Task data START

PR #1076, opened 2020-09-23
Extract a ToFedora::DROAccess class

jcoyne:
This adds no new functionality

## Why was this change made?

This removes a number of conditionals and duplicate code by adding a ToFedora::DROAccess which subclasses ToFedora::Access.  This subclass only handles DROAccess so it can have fewer conditionals.  This makes the code easier to follow.

Test suite.


peetucket (approved):
LGTM

PR #1084, opened 2020-09-30
Script to test our descriptive cocina mapping on real data

jcoyne:
Requires:
- [x] https://github.com/sul-dlss/sul-solr-configs/pull/230
- [x] #1052

Tested on stage.


mjgiarlo (approved):
LOVELY

PR #1085, opened 2020-09-30
Check for data loss via okcomputer endpoint

tallenaz:
## Why was this change made?

ops wants to check for data loss, similarly to argo, prescat, and sul-pub

deployed to qa briefly to verify a passing check

DevOps docs change is upcoming.


ndushay (commented):
LGTM but i don't know how soon we'll have data in the three environments.

justinlittman (approved):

Task data END

(Task to complete) Word for word, return the entire set of entries.

(Answer section)
PR #1076, opened 2020-09-23
Extract a ToFedora::DROAccess class

jcoyne:
This adds no new functionality

## Why was this change made?

This removes a number of conditionals and duplicate code by adding a ToFedora::DROAccess which subclasses ToFedora::Access.  This subclass only handles DROAccess so it can have fewer conditionals.  This makes the code easier to follow.

Test suite.


peetucket (approved):
LGTM

PR #1084, opened 2020-09-30
Script to test our descriptive cocina mapping on real data

jcoyne:
Requires:
- [x] https://github.com/sul-dlss/sul-solr-configs/pull/230
- [x] #1052

Tested on stage.


mjgiarlo (approved):
LOVELY

PR #1085, opened 2020-09-30
Check for data loss via okcomputer endpoint

tallenaz:
## Why was this change made?

ops wants to check for data loss, similarly to argo, prescat, and sul-pub

deployed to qa briefly to verify a passing check

DevOps docs change is upcoming.


ndushay (commented):
LGTM but i don't know how soon we'll have data in the three environments.

justinlittman (approved):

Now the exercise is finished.